Des footballeurs adolescents écoutent l’hymne national russe avant un match. À proximité, des artistes peignent le portrait du président russe Vladimir Poutine sur un mur lors d’un festival de graffitis.
Bienvenue au Burkina Faso, l’un des pays africains où la Russie multiplie les opérations pour gagner en influence.
Les preuves trouvées par la BBC montrent que la Russie utilise des initiatives médiatiques et culturelles pour attirer les journalistes, les influenceurs et les étudiants africains tout en diffusant des informations trompeuses.
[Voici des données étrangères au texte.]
PR #852, opened 2016-01-22
RO-EngineConfigs FASA Apollo LEM Redstone Other

SirKeplan:


SirKeplan:
@NathanKell @ctiberious.
still need to do the MB-3 in FASA/RO_FASA_Other.cfg, as it is the MB-3 has some LR79 configs, and 2 H-1 configs(RS-27s) should i delete the RS-27s and have the MB-3 as an LR79? or should something else be done, like merging the LR79, H-1 and RS-27 into one EngineConfigs file? (this might make it hard to choose a default config for each one)

SirKeplan:
ah @ctiberious i should have paid more attention to your PR, so removing the RS-27 should be good then?
Also, we seem to be each modifing the same code here again.. :P need to sort this out.

ctiberious:
@SirKeplan Yup.  I think we've pretty well sorted what the values for the LR79 should be between #804 and #827 though both of those are updating more then just the configs.  Most of what I have been doing involves moving parts and configs around on the tech tree.  The stuff I discussed in issue 417 over on the RP-0 Github.  The LR79 config changes mainly came because we decided to make the FASADeltaMB3LFE a viable engine for Thor/Delta recreations.

ctiberious:
Oh, and yes.  I think we finally concluded that FASADeltaMB3LFE should only include the LR79 configs while the FASAApolloLFEH1 part would handle H1/RS-27.

stratochief66:
Sorry, what is going on here?
https://github.com/KSP-RO/RealismOverhaul/pull/852/files#diff-80fff832393ca834aa3db42ad59e8750R126

3 maxThrust values, no @ or other MM modifier?

SirKeplan:
@stratochief66 uuuhhhmmm, yeah that shouldn't be there.

stratochief66:
@NathanKell good to go, beyond the Merge conficts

Ces événements sont promus par African Initiative, une organisation médiatique russe nouvellement créée qui se définit comme un « pont d’information entre la Russie et l’Afrique ». Elle a hérité des structures précédemment mises en place par le groupe mercenaire Wagner, qui a été démantelé, et les experts pensent qu’elle a des liens avec les services de sécurité russes.
Enregistrée en septembre 2023, un mois après la mort du chef de Wagner, Evgeniy Prigozhin, dans un accident d’avion, African Initiative a accueilli d’anciens employés des entreprises démantelées de Wagner et de Prigozhin.
Ses efforts se sont particulièrement concentrés sur les trois régimes militaires du Mali, du Niger et du Burkina Faso, dans le Sahel.
À la suite de récents coups d’État, ces pays ont pris leurs distances avec leurs alliés occidentaux, comme la France, en critiquant l’échec de leurs interventions contre les groupes djihadistes et leur héritage colonial. Ils se sont plutôt tournés vers la Russie.
Parallèlement aux événements culturels organisés sur le terrain, African Initiative gère un site web d’information proposant des articles en russe, en anglais, en français et en arabe, ainsi qu’une chaîne vidéo et cinq chaînes Telegram, dont l’une compte près de 60 000 abonnés.
Certaines des chaînes Telegram ont été « recyclées » à partir de chaînes plus anciennes créées par l’entreprise de Prigozhin. Elles ont été les premières à promouvoir le groupe paramilitaire Africa Corps du ministère russe de la défense, qui a effectivement remplacé l’aile militaire de Wagner en Afrique de l’Ouest.
Les récits pro-Kremlin et les informations trompeuses, en particulier sur les États-Unis, sont monnaie courante.
Des articles publiés sur le site web de l’African Initiative laissent entendre, sans preuve, que les États-Unis utilisent l’Afrique comme terrain de production et d’expérimentation d’armes biologiques, en s’appuyant sur des campagnes de désinformation du Kremlin depuis longtemps discréditées.
L’un des articles reprend les affirmations infondées du Kremlin selon lesquelles des laboratoires biologiques américains ont été transférés de l’Ukraine vers l’Afrique. Un autre article affirme sans preuve que les laboratoires biologiques américains se multiplient sur le continent, affirmant que « sous couvert de recherche et de projets humanitaires, le continent africain est en train de devenir un terrain d’essai pour le Pentagone », suggérant que le pays est impliqué dans des expériences biologiques secrètes dans la région.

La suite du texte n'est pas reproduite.